So far, we have looked at timings primarily from the viewpoint of the memory, however things will look much different from the system perspective. The real issue, when it comes to performance, is preventing the CPU from 'stalling' or waiting for data. For the system to be running at peak efficiency, the processor must always be busy. As will soon be seen, this is not as easy as it sounds.
The maximum memory throughput in a system is determined by multiplying the bus speed by the bus width. This means a system with a 64-bit bus running at 100MHz would have a theoretical maximum throughput of 800MB/sec (64 bits divided by 8 bits per byte is 8 Bytes. 8 bytes multiplied by 100 million cycles per second is 800MB/sec), however it is virtually impossible to achieve this kind of throughput.
One reason it is not possible to actually reach the theoretical maximum is because of the initial latency of the memory. As an example of this, consider an SDRAM module that has 5-1-1-1 timings on a 100MHz bus that is 64 bits wide. Assuming that no other factors slow down the data transfer, this means that in 80ns exactly 32 bytes of data have been transferred. The actual throughput in this case is only 400MB/sec (1 billion / 80ns times 32 bytes). In other words, due to the limitations of the SDRAM itself only half of the bandwidth can be utilized.

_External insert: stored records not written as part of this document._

PR #968, opened 2024-03-07
Add podman-os build job

ravanelli:
- Integrate essential Podman build jobs into our CI
infrastructure to facilitate unblocking tasks for
the Podman team. The objective is to ensure
flexibility by avoiding strong dependencies on our
internal components such as cosa and libraries,
enabling seamless transition for the Podman team in the future.

### DIFF
--- a/jobs/build-podman-os.Jenkinsfile
+++ b/jobs/build-podman-os.Jenkinsfile
@@ -1,0 +1,349 @@
+def gitref, commit, shortcommit
+
+def artifacts = [
+    [platform: "qemu", suffix: "qcow2"],
+    [platform: "applehv", suffix: "raw"],
+    [platform: "hyperv", suffix: "vhdx"]
+]
+
+node {
+    checkout scm
+    // these are script global vars
+    pipeutils = load("utils.groovy")
+}
+
+// Keep it here for now instead of utils
+// since it is podman job only
+
+def generate_disk_images(artifacts, shortcommit, arch, staging_repo, repo) {
+    generate_diskvar_json(shortcommit, arch, artifacts, staging_repo, repo)
+    // First create the qcow2 and store it in cache
+    supermin_run("--cache", arch, "qcow2", shortcommit)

Of course, the burst length may be longer than 4 cycles, which would provide better utilization of the bandwidth, but the example also did not take into account certain propagation delays. The chipset itself needs to perform a few operations, which also takes up a few cycles. As a result, the typical SDRAM timings from system perspective is more likely 7-1-1-1 or even 8-1-1-1, thereby causing the effective bandwidth utilization to drop to as low as 290MB/sec.
The first real world example of this was the SDRAM timings that could be achieved with the i430TX chipset vs. the i430VX chipset. Apparently, the TX chipset reduced the overhead by one cycle, resulting in about a 10% performance improvement. Since cache sizes were relatively small at the time (16K L1 and 256K L2), this resulted in measurable overall differences in system performance.
There is another type of latency, known as 'turn around latency', which occurs when the memory has to transition from reading to writing, or vice-versa. While this is not as big a factor as initial latency, it does lower the effective bandwidth. In fact, any cycle that is not spent transferring data can be thought of as a wasted cycle.